Rather than go through the trouble and cost of commissioning an entirely new data pull to address the research question in the current study, the authors seem to have decided to reuse the dataset they already had on hand, one that was not purpose-built for this purpose. Just as you could use a racquet you originally bought for badminton for a game of tennis, you may be able to get the job done, but probably not as well as you would with the one designed specifically for the game you are playing.
I do not offer this relatively innocent explanation for the deficiencies in the study design in order to absolve the authors of responsibility for releasing a flawed study into the public sphere. While the limitations section of the paper contains the appropriate disclaimers about the conclusiveness of its findings, given the centrality of this authorship group to the political and scientific debate surrounding pediatric gender care, they had to anticipate that results emerging from a protocol that was not fit for purpose would be overgeneralized and misconstrued in support of efforts to further restrict gender care. And given Kaltiala’s well-described public positioning on the dangers and excesses of pediatric gender care, even a relatively neutral observer could reasonably wonder whether that risk of misuse was merely foreseen or quietly welcomed.
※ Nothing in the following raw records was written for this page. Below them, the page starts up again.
PR #1557, opened 2026-09-10
Fix: Create service log files before API functional/Integration tests startup

### LINKED ISSUE #1556: API Functional/Integration Tests Fail Because LocalStack Log File Is Missing
VDNS-461

The API functional/Integration tests fail during service startup when the test bootstrap attempts to tail the LocalStack log file:

{{tail: cannot open '/localstack/localstack.log' for reading: No such file or directory
tail: no files remaining
make: *** [Makefile:40: run] Error 1}}

The bootstrap starts tail before LocalStack has created /localstack/localstack.log. This creates a first-run race condition where tail fails because the log file does not yet exist, causing the tests to terminate with exit code 1.

Sokitha-21:
VDNS-461

Fixes #1556.

**Problem**
API functional/integration tests were failing during service startup because the bootstrap script tails the LocalStack log file before LocalStack creates it:

tail: cannot open '/localstack/localstack.log' for reading: No such file or directory

This caused the bootstrap to exit and the tests to fail.

**Root Cause**

The LocalStack and VinylDNS log files were created by their respective services during startup. However the test bootstrap starts tail before the log producers have created the files resulting in a first-run race condition.

**Fix**

Created the required log directory and log files during the Docker image build.
This ensures the log files exist before the bootstrap starts tailing them, avoiding the missing-file race condition and allowing the API functional/integration tests to proceed successfully.

### DIFF
--- a/test/api/integration/Dockerfile
+++ b/test/api/integration/Dockerfile
@@ -31,4 +31,7 @@ COPY quickstart/bind9/etc/named.conf.* /etc/bind/
 COPY quickstart/bind9/zones/ /var/bind/
 RUN named-checkconf
 
+# Create log file before startup to avoid tail race.
+RUN touch /opt/vinyldns/vinyldns.log
+
 ENV RUN_SERVICES="all"
--- a/test/api/functional/Dockerfile
+++ b/test/api/functional/Dockerfile
@@ -24,6 +24,9 @@ COPY quickstart/bind9/etc/named.conf.* /etc/bind/
 COPY quickstart/bind9/zones/ /var/bind/
 RUN named-checkconf
 
+# Create log files before startup to avoid tail race.
+RUN mkdir -p /localstack && touch /localstack/localstack.log /opt/vinyldns/vinyldns.log
+
 # Copy over the functional tests
 COPY  modules/api/src/test/functional /functional_test
 


test/api/integration/Dockerfile
```diff
@@ -31,4 +31,7 @@ COPY quickstart/bind9/etc/named.conf.* /etc/bind/
 COPY quickstart/bind9/zones/ /var/bind/
 RUN named-checkconf
 
+# Create log file before startup to avoid tail race.
+RUN touch /opt/vinyldns/vinyldns.log
```
nspadaccino, line 35: This is missing the LocalStack log. Integration runs `/initialize.sh all (RUN_SERVICES=all)`, which starts LocalStack via `start_localstack.sh`, which is the same script that backgrounds `localstack … &> /localstack/localstack.log` and then immediately `tail -fs` it. 

I think we want this line to match the functional test file:
`RUN mkdir -p /localstack && touch /localstack/localstack.log /opt/vinyldns/vinyldns.log`

arpit4ever (approved):
LGTM

test/api/integration/Dockerfile
arpit4ever: Fixed on [6e6a22f](https://github.com/vinyldns/vinyldns/pull/1557/commits/6e6a22f562dc610f53562eac80357427297f5eb7)

JoshSEdwards (approved):
LGTM

PR #4, opened 2017-01-23
Add basic  Wi-Fi API support.

### LINKED ISSUE #1: Add Wi-Fi support
Add support for basic Android Wi-Fi APIs.

xpconanfan:
* Create snippet class for WifiManager.
* Create JsonBuilder for serializing data types.
* Create a util for waiting on asynch operations.
* Enable Java8 for the project.
* Add formatter for the project.

Fixes #1


build.gradle
```diff
@@ -26,10 +30,22 @@ android {
...
 
 dependencies {
     compile 'com.google.android.mobly:mobly-snippet-lib:1.0.0'
     compile 'com.android.support.test:runner:0.5'
+    compile 'com.google.code.gson:gson:2.6.2'
 }
+
+googleJavaFormat {
+    options style: 'AOSP'
+}
```
adorokhine: github seems mad that there's no trailing newline here.

src/main/java/com/google/android/mobly/snippet/bundled/JsonBuilder.java
```diff
@@ -0,0 +1,113 @@
...
+    }
+
+    public JSONObject buildScanResult(ScanResult scanResult) throws JSONException {
+        return new JSONObject(mGson.toJson(scanResult));
+    }
+
+    public JSONObject buildWifiConfiguration(WifiConfiguration data) throws JSONException {
+        JSONObject result = new JSONObject(mGson.toJson(data));
+        String statueFieldName = "Status";
+        switch (data.status) {
```
adorokhine: Is this whole switch statement the same as result.put(statueFieldName, WifiConfiguration.Status.toString())?

src/main/java/com/google/android/mobly/snippet/bundled/JsonBuilder.java
```diff
@@ -0,0 +1,113 @@
...
+        return result;
+    }
+
+    public JSONObject buildScanResult(ScanResult scanResult) throws JSONException {
+        return new JSONObject(mGson.toJson(scanResult));
+    }
+
+    public JSONObject buildWifiConfiguration(WifiConfiguration data) throws JSONException {
+        JSONObject result = new JSONObject(mGson.toJson(data));
+        String statueFieldName = "Status";
```
adorokhine: 'statue'?

src/main/java/com/google/android/mobly/snippet/bundled/JsonBuilder.java
```diff
@@ -0,0 +1,113 @@
...
+                result.put(statueFieldName, "ENABLED");
+                break;
+            default:
+                result.put(statueFieldName, "UNKNOWN");
+        }
+        result.put("SSID", trimQuotationMarks(data.SSID));
+        return result;
+    }
+
+    public JSONObject buildWifiInfo(WifiInfo data) throws JSONException {
```
adorokhine: Mind adding javadoc to everything here that has none?

src/main/java/com/google/android/mobly/snippet/bundled/JsonBuilder.java
```diff
@@ -0,0 +1,113 @@
...
+import android.net.wifi.WifiInfo;
+import com.google.gson.Gson;
+import com.google.gson.GsonBuilder;
+import java.lang.reflect.Modifier;
+import java.net.InetAddress;
+import java.net.UnknownHostException;
+import org.json.JSONException;
+import org.json.JSONObject;
+
+public class JsonBuilder {
```
adorokhine: Can you add a javadoc to this class explaining what goes in here?
eg it looks like a dumping ground for any kind of generic json utils plus converters between android structs and json?
Should the latter go into some more specific class?

src/main/java/com/google/android/mobly/snippet/bundled/Utils.java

So where do we go from here? The research question they were seeking to address, the impact of transition on long-term mental health, is of critical importance, and the Finnish national health care registries, if properly utilized remain well suited to address it if the proper data are extracted and analyzed, and the proper design applied. It is well worth the applying the necessary resources to be done correctly and accurately. Most importantly, consideration should be given to a definition of mental health comorbidity that is more quantitative and multidimensional than a dichotomous yes/no outcome. Several algorithms have been identified in other domains which translate different aspect of mental health care utilization and diagnoses into a proxy for psychiatric disease severity; while they have not formally evaluated in the gender dysphoria population, they would make for an interesting exploratory outcome. Recognizing the polarized nature of the discourse around pediatric gender care, it would also be a good-faith offering on the part of the Finnish authorship team to include researchers (particularly those experienced in analyzing claims-based data) who have shown a commitment to unbiased inquiry but are more publicly identified as being supportive of the notion of transition. (Not naming names, but these people are definitely out there 😄)
This study did not cross the fin(n)ish line; there is little more clarity on the relationship between mental health and gender transition than there was prior to publication, only more polarization. Setting politics aside and aiming for the best design possible will ensure the next one does.









"While it may be the first instinct of many to reach for conspiracy theories based on Kaltiala’s relationship with SEGM or simple partisan hackery"
I guess I was more driven by patient accounts of borderline abusive behavior towards them while attempting to access care. This seems like another Blanchard situation, where the person in charge regards each person they prevent from transitioning as a win and everyone they have to allow to transition as a loss.
Good piece - great to see composed analysis of this sensitive but important topic.